Excerpted records: Begin

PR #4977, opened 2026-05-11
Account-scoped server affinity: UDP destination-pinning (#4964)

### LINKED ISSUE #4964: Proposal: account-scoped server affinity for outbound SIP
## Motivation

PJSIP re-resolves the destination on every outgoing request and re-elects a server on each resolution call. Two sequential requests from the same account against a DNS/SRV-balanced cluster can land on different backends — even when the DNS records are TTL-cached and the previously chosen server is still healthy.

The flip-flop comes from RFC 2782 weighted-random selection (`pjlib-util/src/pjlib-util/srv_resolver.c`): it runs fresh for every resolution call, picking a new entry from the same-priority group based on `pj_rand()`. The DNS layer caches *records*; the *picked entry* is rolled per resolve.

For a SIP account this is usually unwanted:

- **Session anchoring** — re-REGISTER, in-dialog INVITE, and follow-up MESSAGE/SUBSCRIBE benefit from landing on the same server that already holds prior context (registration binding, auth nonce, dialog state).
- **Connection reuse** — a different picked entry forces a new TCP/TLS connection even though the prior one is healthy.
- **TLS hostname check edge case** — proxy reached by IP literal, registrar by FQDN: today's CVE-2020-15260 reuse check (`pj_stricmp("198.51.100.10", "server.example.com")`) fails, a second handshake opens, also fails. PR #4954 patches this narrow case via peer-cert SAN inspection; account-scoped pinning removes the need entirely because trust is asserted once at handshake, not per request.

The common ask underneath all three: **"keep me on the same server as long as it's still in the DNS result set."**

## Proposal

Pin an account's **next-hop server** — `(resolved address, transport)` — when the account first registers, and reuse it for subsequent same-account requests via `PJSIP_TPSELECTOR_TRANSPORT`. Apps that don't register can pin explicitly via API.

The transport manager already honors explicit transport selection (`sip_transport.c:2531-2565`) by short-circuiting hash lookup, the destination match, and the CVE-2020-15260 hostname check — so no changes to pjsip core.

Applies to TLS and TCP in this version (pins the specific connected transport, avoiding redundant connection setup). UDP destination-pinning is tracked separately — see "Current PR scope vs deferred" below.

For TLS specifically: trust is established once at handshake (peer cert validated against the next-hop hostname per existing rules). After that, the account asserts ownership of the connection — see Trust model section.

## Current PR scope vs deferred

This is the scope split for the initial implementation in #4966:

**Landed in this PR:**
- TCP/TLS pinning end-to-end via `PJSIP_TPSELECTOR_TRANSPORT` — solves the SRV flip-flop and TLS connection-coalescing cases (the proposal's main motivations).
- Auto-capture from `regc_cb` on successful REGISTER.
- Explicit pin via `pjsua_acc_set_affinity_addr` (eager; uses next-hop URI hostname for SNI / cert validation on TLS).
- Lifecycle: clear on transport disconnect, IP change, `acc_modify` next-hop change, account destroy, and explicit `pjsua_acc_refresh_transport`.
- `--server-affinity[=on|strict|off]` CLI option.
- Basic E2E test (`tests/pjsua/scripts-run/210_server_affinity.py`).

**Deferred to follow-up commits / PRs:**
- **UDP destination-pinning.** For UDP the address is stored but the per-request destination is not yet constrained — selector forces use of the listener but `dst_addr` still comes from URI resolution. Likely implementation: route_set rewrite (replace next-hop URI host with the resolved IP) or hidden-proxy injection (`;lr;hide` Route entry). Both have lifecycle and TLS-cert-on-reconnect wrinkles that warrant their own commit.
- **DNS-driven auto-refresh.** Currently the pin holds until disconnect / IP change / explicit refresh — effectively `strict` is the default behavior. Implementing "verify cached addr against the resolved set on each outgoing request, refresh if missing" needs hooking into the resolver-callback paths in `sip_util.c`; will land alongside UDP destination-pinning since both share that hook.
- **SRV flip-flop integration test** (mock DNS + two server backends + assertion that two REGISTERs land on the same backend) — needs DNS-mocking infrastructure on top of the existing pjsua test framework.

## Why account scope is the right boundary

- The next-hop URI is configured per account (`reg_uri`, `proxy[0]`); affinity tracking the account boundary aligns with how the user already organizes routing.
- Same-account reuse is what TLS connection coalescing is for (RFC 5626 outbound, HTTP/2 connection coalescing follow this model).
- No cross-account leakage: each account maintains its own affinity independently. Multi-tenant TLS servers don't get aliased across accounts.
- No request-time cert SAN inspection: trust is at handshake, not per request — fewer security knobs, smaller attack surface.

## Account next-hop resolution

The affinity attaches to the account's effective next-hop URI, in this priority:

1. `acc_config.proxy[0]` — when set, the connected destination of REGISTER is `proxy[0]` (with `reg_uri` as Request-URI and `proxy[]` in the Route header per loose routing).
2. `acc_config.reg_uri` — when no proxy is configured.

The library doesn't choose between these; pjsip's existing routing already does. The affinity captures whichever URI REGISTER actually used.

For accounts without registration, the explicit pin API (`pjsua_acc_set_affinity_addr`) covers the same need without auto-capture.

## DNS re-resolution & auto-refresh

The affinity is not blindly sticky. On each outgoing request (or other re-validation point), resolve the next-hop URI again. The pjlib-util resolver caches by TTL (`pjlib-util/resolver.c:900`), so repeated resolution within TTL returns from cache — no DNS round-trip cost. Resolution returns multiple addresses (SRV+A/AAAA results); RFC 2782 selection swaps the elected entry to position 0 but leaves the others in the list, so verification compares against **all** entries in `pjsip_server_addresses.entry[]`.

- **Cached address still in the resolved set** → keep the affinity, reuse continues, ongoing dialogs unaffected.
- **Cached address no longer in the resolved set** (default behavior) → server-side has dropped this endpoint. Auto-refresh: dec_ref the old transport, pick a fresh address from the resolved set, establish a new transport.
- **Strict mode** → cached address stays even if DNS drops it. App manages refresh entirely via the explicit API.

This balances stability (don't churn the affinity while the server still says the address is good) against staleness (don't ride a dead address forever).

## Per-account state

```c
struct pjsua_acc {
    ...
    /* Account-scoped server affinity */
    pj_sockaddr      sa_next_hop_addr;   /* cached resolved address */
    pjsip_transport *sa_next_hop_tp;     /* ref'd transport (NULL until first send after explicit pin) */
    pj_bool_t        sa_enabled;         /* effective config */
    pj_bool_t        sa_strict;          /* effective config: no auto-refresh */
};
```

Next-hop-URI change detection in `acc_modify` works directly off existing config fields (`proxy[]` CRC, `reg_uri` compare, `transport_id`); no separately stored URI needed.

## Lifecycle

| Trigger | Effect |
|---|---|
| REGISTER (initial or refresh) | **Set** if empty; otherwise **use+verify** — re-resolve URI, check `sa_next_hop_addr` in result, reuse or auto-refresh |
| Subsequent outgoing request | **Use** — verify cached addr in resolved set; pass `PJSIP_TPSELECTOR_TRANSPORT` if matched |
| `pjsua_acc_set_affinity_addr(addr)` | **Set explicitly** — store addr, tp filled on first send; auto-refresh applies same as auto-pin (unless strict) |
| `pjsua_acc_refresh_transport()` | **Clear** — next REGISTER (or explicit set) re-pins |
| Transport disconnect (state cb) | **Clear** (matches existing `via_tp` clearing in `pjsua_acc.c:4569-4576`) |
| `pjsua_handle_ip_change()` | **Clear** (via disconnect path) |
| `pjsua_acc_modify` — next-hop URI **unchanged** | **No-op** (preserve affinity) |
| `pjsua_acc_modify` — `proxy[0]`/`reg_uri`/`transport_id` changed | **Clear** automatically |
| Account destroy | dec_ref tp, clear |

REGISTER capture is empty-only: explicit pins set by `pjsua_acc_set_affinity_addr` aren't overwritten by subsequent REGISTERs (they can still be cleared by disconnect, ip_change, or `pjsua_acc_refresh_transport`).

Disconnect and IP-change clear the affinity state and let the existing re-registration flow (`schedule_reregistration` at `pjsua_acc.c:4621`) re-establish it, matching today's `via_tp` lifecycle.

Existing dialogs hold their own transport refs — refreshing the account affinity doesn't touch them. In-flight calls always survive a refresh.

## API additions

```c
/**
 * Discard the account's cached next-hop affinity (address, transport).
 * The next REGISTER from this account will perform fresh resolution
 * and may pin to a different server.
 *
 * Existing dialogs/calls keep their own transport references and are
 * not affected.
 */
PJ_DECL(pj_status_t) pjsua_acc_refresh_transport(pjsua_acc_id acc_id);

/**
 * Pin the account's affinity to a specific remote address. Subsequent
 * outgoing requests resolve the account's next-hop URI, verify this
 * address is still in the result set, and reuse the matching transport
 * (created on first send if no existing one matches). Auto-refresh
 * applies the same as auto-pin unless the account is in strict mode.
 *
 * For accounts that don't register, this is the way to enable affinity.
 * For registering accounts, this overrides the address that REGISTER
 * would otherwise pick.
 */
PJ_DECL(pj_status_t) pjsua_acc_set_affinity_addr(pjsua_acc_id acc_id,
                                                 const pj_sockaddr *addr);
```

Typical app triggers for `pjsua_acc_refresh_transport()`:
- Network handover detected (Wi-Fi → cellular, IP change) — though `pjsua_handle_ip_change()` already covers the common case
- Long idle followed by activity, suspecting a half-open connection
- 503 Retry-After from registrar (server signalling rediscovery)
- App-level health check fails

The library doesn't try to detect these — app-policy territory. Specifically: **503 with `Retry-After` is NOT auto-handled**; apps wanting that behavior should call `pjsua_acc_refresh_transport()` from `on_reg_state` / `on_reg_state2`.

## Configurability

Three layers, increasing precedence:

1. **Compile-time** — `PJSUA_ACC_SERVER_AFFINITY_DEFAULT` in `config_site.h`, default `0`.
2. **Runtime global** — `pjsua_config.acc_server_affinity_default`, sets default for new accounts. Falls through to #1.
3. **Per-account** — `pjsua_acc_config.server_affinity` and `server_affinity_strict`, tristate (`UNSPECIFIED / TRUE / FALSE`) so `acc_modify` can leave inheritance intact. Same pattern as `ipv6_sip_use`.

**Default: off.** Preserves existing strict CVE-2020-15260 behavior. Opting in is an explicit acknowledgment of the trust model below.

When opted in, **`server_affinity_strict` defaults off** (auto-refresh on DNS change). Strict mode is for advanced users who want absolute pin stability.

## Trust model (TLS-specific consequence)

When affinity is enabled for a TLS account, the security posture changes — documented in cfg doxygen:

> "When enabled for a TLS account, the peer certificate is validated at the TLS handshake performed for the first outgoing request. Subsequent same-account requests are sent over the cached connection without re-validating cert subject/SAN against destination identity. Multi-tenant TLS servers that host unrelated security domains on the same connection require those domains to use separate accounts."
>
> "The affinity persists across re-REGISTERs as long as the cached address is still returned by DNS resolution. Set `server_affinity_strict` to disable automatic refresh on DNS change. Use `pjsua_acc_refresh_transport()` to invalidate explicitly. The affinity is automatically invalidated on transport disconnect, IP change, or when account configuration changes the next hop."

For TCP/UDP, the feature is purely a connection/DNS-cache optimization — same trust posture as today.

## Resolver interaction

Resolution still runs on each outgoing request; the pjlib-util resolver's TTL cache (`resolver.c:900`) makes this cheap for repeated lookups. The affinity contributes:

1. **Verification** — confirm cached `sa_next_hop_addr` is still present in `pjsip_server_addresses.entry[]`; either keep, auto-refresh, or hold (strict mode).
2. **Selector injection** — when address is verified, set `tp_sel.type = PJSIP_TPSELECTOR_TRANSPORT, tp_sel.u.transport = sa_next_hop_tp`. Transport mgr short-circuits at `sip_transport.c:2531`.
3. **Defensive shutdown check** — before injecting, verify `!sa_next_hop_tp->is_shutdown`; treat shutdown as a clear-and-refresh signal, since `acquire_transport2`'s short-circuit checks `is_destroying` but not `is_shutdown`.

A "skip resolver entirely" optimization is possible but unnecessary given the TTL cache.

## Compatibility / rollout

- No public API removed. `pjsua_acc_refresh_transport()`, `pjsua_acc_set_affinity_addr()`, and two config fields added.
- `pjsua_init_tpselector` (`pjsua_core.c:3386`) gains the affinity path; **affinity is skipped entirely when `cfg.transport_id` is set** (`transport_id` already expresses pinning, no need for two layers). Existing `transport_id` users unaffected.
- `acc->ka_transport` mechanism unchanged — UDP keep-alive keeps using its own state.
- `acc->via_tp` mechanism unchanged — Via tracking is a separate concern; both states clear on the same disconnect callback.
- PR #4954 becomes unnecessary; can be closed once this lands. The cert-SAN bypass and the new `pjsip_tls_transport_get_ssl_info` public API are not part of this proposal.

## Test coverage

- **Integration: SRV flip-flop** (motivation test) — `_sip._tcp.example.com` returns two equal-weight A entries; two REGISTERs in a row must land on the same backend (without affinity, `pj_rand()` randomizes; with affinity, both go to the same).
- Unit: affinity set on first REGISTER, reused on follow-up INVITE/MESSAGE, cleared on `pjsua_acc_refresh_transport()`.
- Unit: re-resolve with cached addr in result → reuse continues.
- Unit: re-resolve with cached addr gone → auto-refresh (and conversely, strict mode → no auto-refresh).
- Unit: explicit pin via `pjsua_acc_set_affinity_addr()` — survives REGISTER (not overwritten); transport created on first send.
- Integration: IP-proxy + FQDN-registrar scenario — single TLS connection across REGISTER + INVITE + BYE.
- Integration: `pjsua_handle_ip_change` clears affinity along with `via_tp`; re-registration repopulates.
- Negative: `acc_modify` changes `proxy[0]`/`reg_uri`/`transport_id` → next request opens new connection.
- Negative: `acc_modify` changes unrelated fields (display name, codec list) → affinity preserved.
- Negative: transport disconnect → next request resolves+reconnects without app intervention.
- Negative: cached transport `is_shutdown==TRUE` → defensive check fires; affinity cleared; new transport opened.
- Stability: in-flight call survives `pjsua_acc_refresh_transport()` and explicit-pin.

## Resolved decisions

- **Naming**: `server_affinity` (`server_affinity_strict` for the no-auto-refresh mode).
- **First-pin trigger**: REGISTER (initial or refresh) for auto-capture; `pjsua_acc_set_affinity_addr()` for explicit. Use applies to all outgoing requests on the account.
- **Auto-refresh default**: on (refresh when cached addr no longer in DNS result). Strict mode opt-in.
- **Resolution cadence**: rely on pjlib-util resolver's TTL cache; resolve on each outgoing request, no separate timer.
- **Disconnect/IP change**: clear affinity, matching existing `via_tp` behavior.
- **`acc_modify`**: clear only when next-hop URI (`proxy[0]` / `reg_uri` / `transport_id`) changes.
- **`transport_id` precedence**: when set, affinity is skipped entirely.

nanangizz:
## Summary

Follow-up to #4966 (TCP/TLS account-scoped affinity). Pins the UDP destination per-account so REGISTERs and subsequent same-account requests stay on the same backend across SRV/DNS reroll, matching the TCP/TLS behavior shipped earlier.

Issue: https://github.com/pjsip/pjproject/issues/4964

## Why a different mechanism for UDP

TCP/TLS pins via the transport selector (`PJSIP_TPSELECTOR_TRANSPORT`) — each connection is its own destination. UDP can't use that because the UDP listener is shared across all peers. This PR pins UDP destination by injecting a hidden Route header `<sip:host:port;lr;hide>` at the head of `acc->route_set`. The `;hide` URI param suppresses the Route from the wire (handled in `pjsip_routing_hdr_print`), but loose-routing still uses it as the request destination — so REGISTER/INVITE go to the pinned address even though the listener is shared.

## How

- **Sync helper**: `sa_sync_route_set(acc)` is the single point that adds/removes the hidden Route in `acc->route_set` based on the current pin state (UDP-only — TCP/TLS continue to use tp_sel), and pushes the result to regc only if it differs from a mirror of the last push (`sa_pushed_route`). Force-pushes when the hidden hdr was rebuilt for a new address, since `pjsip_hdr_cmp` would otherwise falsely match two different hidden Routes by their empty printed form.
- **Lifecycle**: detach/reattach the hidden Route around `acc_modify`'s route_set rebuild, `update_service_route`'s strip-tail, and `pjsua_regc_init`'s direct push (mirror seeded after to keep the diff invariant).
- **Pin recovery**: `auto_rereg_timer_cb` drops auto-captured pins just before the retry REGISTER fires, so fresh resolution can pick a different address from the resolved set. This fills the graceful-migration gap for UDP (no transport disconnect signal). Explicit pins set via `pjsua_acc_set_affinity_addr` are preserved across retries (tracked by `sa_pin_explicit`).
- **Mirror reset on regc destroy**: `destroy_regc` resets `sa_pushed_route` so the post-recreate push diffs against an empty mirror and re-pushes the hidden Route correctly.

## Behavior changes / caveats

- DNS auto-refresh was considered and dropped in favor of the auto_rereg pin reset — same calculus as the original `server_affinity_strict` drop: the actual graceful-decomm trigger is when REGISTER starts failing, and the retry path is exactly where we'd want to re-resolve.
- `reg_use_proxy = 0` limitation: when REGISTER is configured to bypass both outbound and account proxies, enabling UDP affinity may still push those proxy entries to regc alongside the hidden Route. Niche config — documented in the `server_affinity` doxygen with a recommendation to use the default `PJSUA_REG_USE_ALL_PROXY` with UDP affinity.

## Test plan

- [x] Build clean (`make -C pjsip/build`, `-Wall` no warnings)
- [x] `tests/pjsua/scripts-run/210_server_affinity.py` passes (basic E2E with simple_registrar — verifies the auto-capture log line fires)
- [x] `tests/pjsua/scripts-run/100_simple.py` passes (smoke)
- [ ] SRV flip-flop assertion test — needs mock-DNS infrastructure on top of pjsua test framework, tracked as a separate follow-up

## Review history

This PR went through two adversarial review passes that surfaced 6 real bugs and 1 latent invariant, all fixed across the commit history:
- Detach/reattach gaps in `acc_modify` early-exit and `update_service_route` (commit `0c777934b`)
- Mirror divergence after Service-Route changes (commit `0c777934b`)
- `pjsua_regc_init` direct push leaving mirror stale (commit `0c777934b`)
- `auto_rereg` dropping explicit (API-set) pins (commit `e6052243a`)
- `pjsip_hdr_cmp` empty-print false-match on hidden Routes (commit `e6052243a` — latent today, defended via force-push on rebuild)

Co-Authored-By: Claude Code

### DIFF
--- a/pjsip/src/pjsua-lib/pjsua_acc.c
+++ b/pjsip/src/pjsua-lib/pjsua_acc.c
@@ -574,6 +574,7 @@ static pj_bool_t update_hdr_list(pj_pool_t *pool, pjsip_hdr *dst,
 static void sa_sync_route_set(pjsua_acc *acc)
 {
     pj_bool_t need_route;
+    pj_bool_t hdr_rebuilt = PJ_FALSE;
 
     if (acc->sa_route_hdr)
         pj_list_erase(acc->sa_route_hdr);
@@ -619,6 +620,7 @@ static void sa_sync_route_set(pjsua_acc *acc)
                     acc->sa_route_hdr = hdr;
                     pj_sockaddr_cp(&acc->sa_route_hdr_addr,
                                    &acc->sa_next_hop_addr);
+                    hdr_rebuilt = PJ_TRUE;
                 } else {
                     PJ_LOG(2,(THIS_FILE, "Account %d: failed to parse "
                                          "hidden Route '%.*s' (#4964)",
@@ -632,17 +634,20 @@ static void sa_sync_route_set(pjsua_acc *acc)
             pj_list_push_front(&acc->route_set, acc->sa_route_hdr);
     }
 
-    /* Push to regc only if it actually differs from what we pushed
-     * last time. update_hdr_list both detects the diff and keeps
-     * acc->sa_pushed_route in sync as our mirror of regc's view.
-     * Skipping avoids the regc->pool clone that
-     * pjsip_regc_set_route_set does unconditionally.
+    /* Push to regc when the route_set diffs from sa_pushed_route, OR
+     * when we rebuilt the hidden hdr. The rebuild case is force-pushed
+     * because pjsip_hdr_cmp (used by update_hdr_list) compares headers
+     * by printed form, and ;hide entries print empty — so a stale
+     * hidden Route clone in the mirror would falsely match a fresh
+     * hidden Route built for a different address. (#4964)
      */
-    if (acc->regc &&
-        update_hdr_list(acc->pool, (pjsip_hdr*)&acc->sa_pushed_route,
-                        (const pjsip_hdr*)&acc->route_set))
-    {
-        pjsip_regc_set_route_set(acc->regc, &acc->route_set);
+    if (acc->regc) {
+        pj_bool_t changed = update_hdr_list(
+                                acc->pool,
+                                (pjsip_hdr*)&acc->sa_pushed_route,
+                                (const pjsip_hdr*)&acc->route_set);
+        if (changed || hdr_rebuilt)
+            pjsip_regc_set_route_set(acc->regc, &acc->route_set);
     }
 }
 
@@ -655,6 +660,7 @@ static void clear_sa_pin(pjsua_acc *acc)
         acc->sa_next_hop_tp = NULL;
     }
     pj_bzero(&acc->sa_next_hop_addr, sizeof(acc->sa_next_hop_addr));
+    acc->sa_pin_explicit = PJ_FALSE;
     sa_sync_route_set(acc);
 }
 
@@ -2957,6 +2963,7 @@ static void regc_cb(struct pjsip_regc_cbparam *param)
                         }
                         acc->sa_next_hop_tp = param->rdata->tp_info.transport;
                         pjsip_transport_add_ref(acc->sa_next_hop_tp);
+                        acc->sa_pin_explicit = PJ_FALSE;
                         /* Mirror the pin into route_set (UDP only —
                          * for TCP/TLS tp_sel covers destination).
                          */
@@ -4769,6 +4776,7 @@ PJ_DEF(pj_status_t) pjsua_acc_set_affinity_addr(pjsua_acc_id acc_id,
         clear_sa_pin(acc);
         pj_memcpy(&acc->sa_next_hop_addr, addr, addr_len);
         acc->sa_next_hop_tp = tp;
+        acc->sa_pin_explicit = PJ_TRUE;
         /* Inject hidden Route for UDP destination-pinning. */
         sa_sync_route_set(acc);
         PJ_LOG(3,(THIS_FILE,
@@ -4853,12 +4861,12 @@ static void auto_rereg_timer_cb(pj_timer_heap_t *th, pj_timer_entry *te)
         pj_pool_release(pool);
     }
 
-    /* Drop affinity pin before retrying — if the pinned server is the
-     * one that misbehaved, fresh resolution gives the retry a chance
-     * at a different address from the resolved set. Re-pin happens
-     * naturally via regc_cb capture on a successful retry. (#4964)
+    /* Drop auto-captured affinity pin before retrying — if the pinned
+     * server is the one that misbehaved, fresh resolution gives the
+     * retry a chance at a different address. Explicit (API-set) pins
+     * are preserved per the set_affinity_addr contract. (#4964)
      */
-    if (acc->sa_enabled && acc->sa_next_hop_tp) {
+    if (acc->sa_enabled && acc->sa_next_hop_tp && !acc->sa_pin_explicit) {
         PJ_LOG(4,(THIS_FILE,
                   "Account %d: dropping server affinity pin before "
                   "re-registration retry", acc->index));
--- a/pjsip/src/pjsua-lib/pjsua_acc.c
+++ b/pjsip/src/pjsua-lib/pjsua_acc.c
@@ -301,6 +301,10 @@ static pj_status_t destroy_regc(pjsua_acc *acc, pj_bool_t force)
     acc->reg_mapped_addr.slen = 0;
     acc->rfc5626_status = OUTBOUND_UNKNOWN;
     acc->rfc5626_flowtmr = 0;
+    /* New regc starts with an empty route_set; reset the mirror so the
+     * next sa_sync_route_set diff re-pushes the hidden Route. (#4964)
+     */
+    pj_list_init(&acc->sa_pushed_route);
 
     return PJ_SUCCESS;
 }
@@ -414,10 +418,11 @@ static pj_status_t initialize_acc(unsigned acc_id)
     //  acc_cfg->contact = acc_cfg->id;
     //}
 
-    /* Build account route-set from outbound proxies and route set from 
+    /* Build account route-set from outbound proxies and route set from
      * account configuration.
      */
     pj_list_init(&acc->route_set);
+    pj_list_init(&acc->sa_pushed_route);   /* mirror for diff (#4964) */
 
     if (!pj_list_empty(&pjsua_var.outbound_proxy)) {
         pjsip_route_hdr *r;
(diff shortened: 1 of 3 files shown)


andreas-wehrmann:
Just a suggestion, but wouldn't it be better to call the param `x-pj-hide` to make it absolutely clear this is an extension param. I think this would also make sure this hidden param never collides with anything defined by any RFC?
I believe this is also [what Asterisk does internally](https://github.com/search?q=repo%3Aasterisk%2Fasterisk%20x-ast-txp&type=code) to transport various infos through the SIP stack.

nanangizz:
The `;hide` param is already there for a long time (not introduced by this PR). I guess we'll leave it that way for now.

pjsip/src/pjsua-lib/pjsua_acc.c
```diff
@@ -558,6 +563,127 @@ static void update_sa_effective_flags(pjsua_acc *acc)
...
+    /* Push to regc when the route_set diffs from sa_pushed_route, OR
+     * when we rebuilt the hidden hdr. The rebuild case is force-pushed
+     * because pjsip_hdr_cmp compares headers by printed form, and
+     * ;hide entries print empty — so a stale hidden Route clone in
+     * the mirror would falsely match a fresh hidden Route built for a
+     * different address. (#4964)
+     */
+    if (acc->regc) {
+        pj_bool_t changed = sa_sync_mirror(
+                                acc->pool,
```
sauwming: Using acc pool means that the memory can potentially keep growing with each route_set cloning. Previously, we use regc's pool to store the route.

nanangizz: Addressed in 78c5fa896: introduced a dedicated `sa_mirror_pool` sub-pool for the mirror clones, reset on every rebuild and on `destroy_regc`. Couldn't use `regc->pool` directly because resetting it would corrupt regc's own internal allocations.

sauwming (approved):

Excerpted records: End

■ **Goal of the exercise**
Please return each line of the data above in which the word "opened" occurs.

■ **Reply to the task**
PR #4977, opened 2026-05-11
- Negative: cached transport `is_shutdown==TRUE` → defensive check fires; affinity cleared; new transport opened.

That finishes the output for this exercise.